→ **Supplied material**
= = =

PR #146, opened 2020-09-08
Increase max column limit to 9600

fbertsch:


jklukas (approved):
LGTM modulo linting error.

PR #149, opened 2020-09-15
Remove first-shutdown from disallowlist

jklukas:
This appears to be an artifact of m-s-g before the concept of aliases was introduced. See https://github.com/mozilla-services/mozilla-pipeline-schemas/pull/383

We have added saved-session as a main ping alias as well, but don't include it in the disallowlist. These should be symmetrical.


jklukas:
I won't merge this until schema deploys are back to being stable.

fbertsch (approved):

PR #150, opened 2020-09-16
Preserve mozPipelineMetadata in alias_schemas

jklukas:
~~Currently, all main ping clones get their metadata clobbered by main ping metadata.~~

This appears to be incorrect, but I'm not understanding yet how metadata is propagating.

### DIFF
--- a/bin/alias_schemas
+++ b/bin/alias_schemas
@@ -1,7 +1,7 @@
 #!/usr/bin/env python3
 
 import click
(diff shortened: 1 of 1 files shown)


jklukas:
I now understand how the metadata is preserved. I've filed https://github.com/mozilla/mozilla-schema-generator/pull/153 to better document what's going on.

PR #157, opened 2020-10-09
Add MPS_VALIDATE_BQ env var to allow disabling validation

jklukas:
When making changes to this repo, the testing workflow may involve pushing
changes to test-generated-schemas, and then needing to walk them back.

This PR adds a new environment variable that can be set to "false" to disable
the validation step and allow exploration with pushing to branches like
test-generated-schemas.

### DIFF
--- a/bin/schema_generator.sh
+++ b/bin/schema_generator.sh
@@ -12,6 +12,7 @@
 #   MPS_BRANCH_SOURCE:  The source branch for generating schemas e.g. master
 #   MPS_BRANCH_PUBLISH: The destination branch for publishing schemas
 #                       e.g. generated-schemas
+#   MPS_VALIDATE_BQ:    Set to 'false' to disable the validation step
 #
 # Example usage:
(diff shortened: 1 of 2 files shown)


bin/schema_generator.sh
```diff
@@ -92,9 +94,12 @@ function validated_generate_commit() {
 
     # Generate schemas, commits results to the publish branch
     generate_commit "$mps_root" "$mps_branch_source" "$mps_branch_publish"
-    validate-bigquery local-validation \
-        --head "$mps_branch_publish" \
-        --base "$mps_branch_temp"
+
+    if [ "$MPS_VALIDATE_BQ" != "false" ]; then
```
acmiyaguchi, line 98: It may also be worth considering `set +e` before and `set -e` after during the script based on the environment variable.

acmiyaguchi (approved):

bin/schema_generator.sh
jklukas: The implications of that are not completely clear to me, so I'm going to go ahead and merge this as-is (since it's relevant to concurrent work). But feel free to file a follow-up.

PR #158, opened 2020-10-14
Use glean-core as default dependency

fbertsch:
At this point, there are no repositories using the default dependency, so this shouldn't change anything.


mozilla_schema_generator/glean_ping.py
```diff
@@ -27,8 +27,7 @@ class GleanPing(GenericPing):
     repos_url = GenericPing.probe_info_base_url + "/glean/repositories"
     dependencies_url_template = GenericPing.probe_info_base_url + "/glean/{}/dependencies"
 
-    default_dependencies = ['glean']
-    ignore_pings = {"all-pings", "all_pings", "default", "glean_ping_info", "glean_client_info"}
```
fbertsch, line 31: I noticed that this was unused. Clearly we need to lint this repo.

jklukas:
Why was this closed? Are we still able to do this?

PR #161, opened 2020-10-15
Set default branch in commands to track mozilla-pipeline-schemas

### LINKED ISSUE #160: Add default option to generate-glean-pings command
When generating glean-ping-schemas for each app using the following command
```
mozilla-schema-generator generate-glean-pings
```

It throws this error
Screenshot 2020-10-15 at 3 50 04 AM

When this option ```--mps-branch master```  is specified it uses mozilla-pipeline-schemas' master branch  as a reference
to generate schemas from.  

Shouldn't it be the default option?

If it isn't need to be set the default option for some reason. I think we should update the README with this information.

acmiyaguchi:
This fixes #160 by setting the default branch to `master`. The `__main__` entrypoint is formatted and refactored so the default is set in a single place.

### DIFF
--- a/mozilla_schema_generator/__main__.py
+++ b/mozilla_schema_generator/__main__.py
@@ -23,42 +23,60 @@ CONFIGS_DIR = ROOT_DIR / "configs"
 SCHEMA_NAME_RE = re.compile(r".+/([a-zA-Z0-9_-]+)\.([0-9]+)\.schema\.json")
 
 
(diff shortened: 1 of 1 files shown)


fbertsch (approved):
So strange. I could have sworn this was working fine as-is earlier.

acmiyaguchi:
It's always called with an explicit branch in the main script, so the issue was probably hidden to us.

PR #48, opened 2011-12-19
Az998 wm deletes

reiddraper:
Testing can be done like:

```
s3cmd del s3://bucket/key
```
## known issues
- currently returns 204 instead of 404 when the BKey doesn't exist


kellymclaughlin:
+1 to merge

PR #54, opened 2012-01-09
Changes so that s3cmd subcommands sync, du, and rb work.

kellymclaughlin:
Some of these changes are pragmatic and we will want to evaluate the possibility of improving efficiency in the future. Getting the metadata for object size and checksum is particularly expensive, but should suffice for the near-term. Also changes will be required when we begin enforcing globally-unique bucket names. I have tried to notate places that could be affected with `TODO` statements.


reiddraper:
I've successfully used `s3cmd du`, `s3cmd sync`, and `s3cmd rb` (`rb` properly returns conflict when the bucket isn't deleted. +1 to merge

PR #55, opened 2012-01-09
make buckets truly private by default

argv0:
add a check in riak_moss_s3_auth:authenticate to match the request bucket to the list of buckets owned by the user.  exceptions:
- requests to the service-level resource (no bucket to validate)
- requests to create buckets


kellymclaughlin:
Looks good. +1 to merge.

PR #56, opened 2012-01-11
URL decode keys on put so they are represented correctly.

kellymclaughlin:
This eliminates confusion when objects with spaces in their names are listed and when attempting to access them.


reiddraper:
Tested and works for me. +1 to merge

PR #59, opened 2012-01-18
fixes needed for customer script

argv0:
fixes for :
- connections not being reaped
- incomplete keys appearing in bucket listing
- zero byte file crash


kellymclaughlin:
+1 to merge

PR #60, opened 2012-01-24
S71 get fsm eqc

reiddraper:
This branch has a few more changes than I would've liked, but I guess that's what a week of QuickCheck does. The biggest changes this branch has are:
- refactor the GET FSM to use a "reader" gen_server instead of spawning procs itself
- create a test reader that doesn't connect to Riak
- clean up process dependencies so that processes get shutdown nicely when they're deps or creator go away
- add an EQC test for the GET FSM. This test has some known limitations, namely that the number of commands generated doesn't always drive the GET FSM through all of its phases. ie, it doesn't ask for the maximum number of blocks. I intend to fix this in the future by changing the test to be a "regular" EQC test instead of an `eqc_fsm` test.
## Tests
- all of these tests with `make test` should pass
- `prototype_parity.py` tests should also pass

### DIFF
--- a/src/riak_moss_reader.erl
+++ b/src/riak_moss_reader.erl
@@ -1,0 +1,131 @@
+%% -------------------------------------------------------------------
+%%
+%% Copyright (c) 2007-2011 Basho Technologies, Inc.  All Rights Reserved.
+%%
+%% -------------------------------------------------------------------
+
+%% @doc Module to write data to Riak.
+
+-module(riak_moss_reader).
+
+-behaviour(gen_server).
+
+-include("riak_moss.hrl").
+
+-ifdef(TEST).
+-include_lib("eunit/include/eunit.hrl").
+
+%% Test API
+-export([test_link/0]).
+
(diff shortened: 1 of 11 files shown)


src/riak_moss_reader.erl
```diff
@@ -0,0 +1,138 @@
...
+         init/2,
+         handle_call/3,
+         handle_cast/2,
+         handle_info/2,
+         terminate/2,
+         code_change/3]).
+
+-record(state, {riakc_pid :: pid(),
+                caller_pid :: pid(),
+                monitor_ref :: reference()}). %% TODO: is ref() the right type here?
```
kellymclaughlin: `reference()` is the correct type here if you want to get rid of this `TODO`

reiddraper: removed in b037f151fd71f0eda9779e42065a99317edbbe1c

kellymclaughlin:
+1 to merge.

PR #61, opened 2012-01-24
clean up riak pids from deleter

argv0:
(sprintly ticket 79)

minimal changes to make sure that many deletes don't exhaust connections.


reiddraper:
For the GET FSM I went the route of also adding a `process_flag(trap_exit, true)` call and handling 'EXIT' calls in handle_info. I also terminated the gen_server through the supervisor, so it doesn't complain. That being said, I think this approach is OK too. +1

PR #62, opened 2012-01-26
Fix standalone test run failure of riak_moss_s3_auth tests.

kellymclaughlin:
- Move all test cases under a single test suite.
- Set `moss_root_host` environment variable for the tests needed by the
  `bucket_from_host` function.
- These changes also make it provide finer-grained test case output when running `rebar eunit apps=riak_moss suite=riak_moss_s3_auth -v`.
### Testing

Running `rebar eunit apps=riak_moss suite=riak_moss_s3_auth -v` on _master_ should fail and running again with _s80-s3auth-test-fix_ should pass.

### DIFF
--- a/src/riak_moss_s3_auth.erl
+++ b/src/riak_moss_s3_auth.erl
@@ -14,17 +14,15 @@
 -include_lib("eunit/include/eunit.hrl").
 -endif.
 
-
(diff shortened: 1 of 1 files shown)


reiddraper:
+1 to merge

PR #63, opened 2012-01-28
Use file creation time instead of `now` for last-modified time when listing files.

kellymclaughlin:
- Use file creation time as value for last-modified element in object
  listing responses.
- Use ISO 8601 time format in creation field of file manifest records.

### DIFF
--- a/src/riak_moss_lfs_utils.erl
+++ b/src/riak_moss_lfs_utils.erl
@@ -41,6 +41,7 @@
          still_waiting/1,
          content_md5/1,
          content_length/1,
+         created/1,
          is_active/1]).
 
 -export_type([lfs_manifest/0]).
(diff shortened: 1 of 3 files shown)


reiddraper:
This change isn't backward compatible with manifests stored before the change. The result is `s3cmd` not being able to parse the date format, with an exception like:

```
ValueError: time data 'Mon, 30 Jan 2012 14:51:53 GMT' does not match format '%Y-%m-%dT%H:%M:%S.000Z'
```

Looks like we need some way to change an "old" `httpd_util:rfc1123_date().` format time into a `riak_moss_wm_utils:iso_8601_datetime().` format time. Or we could have some clause that says if we don't understand the format, set it to `now()`?

kellymclaughlin:
I suppose we will have to do something about that. _grumble, mutter, grumble, grumble_

reiddraper:
Awesome, tested and works for me. +1 to merge

PR #64, opened 2012-02-01
Fix handling of HEAD requests when the object does not exist.

kellymclaughlin:
`HEAD` requests for non-existent objects caused a 500 error. This change fixes that so that a proper 404 error is returned instead. This change affects the usage the `s3cmd` subcommand `info`.


slfritchie:
Yup, now returning HTTP status code 404.  +1 to merge, thanks!

PR #66, opened 2012-02-02
Include Lookup Errors in Access Usage Query (S94)

beerriot:
This branch adds errors encountered in archive lookup to the access usage response.  The idea is to let people know if the archive lookup failed, instead of being obtuse about whether or not there is any information for a slice.

See also documentation updates in the wiki branch `s94-lookup-errors`.

### DIFF
--- a/src/riak_moss_wm_usage.erl
+++ b/src/riak_moss_wm_usage.erl
@@ -129,15 +129,25 @@ produce_json(RD, Ctx) ->
 
 mochijson_access(Msg) when is_atom(Msg) ->
     Msg;
-mochijson_access(Access) ->
+mochijson_access({Access, Errors}) ->
     orddict:fold(
       fun(Node, Samples, Acc) ->
               [{struct, [{node, Node},
                          {samples, [{struct, S} || S <- Samples]}]}
                |Acc]
       end,
-      [],
+      [{struct, [{errors, [ {struct, mochijson_access_error(E)}
+                            || E <- Errors ]}]}],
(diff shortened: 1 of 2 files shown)


src/riak_moss_wm_usage.erl
```diff
@@ -154,16 +164,28 @@ produce_xml(RD, Ctx) ->
...
                 [xml_access_sample(S) || S <- Samples]}
                |Acc]
       end,
-      [],
+      [{'Errors', [ xml_access_error(E) || E <- Errors ]}],
       Access).
 
+xml_access_error({{Start, End}, Reason}) ->
+    %% cheat to make errors structured exactly like samples
+    FakeSample = [{<<"start_time">>, riak_moss_access:iso8601(Start)},
```
kellymclaughlin, line 179: [`riak_moss_wm_utils`](https://github.com/basho/riak_moss/blob/master/src/riak_moss_wm_utils.erl) on master has some iso8601 formatting functions as well. After the overarching story for access logs is merged to master perhaps we can reconcile and minimize the code related to this.

kellymclaughlin:
+1

src/riak_moss_wm_usage.erl
beerriot, line 179: Agreed.  I will handle that before the final feature merge.  I'll be there's even room for a `riak_moss_fmt` to take over parts of the generic "utils".  Tracking here: https://sprint.ly/product/969/item/110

= = =

→ **Exercise aim**
Wherever the word "appears" occurs in the data above, copy the line it sits in.

→ **Task response**
This appears to be an artifact of m-s-g before the concept of aliases was introduced. See https://github.com/mozilla-services/mozilla-pipeline-schemas/pull/383
This appears to be incorrect, but I'm not understanding yet how metadata is propagating.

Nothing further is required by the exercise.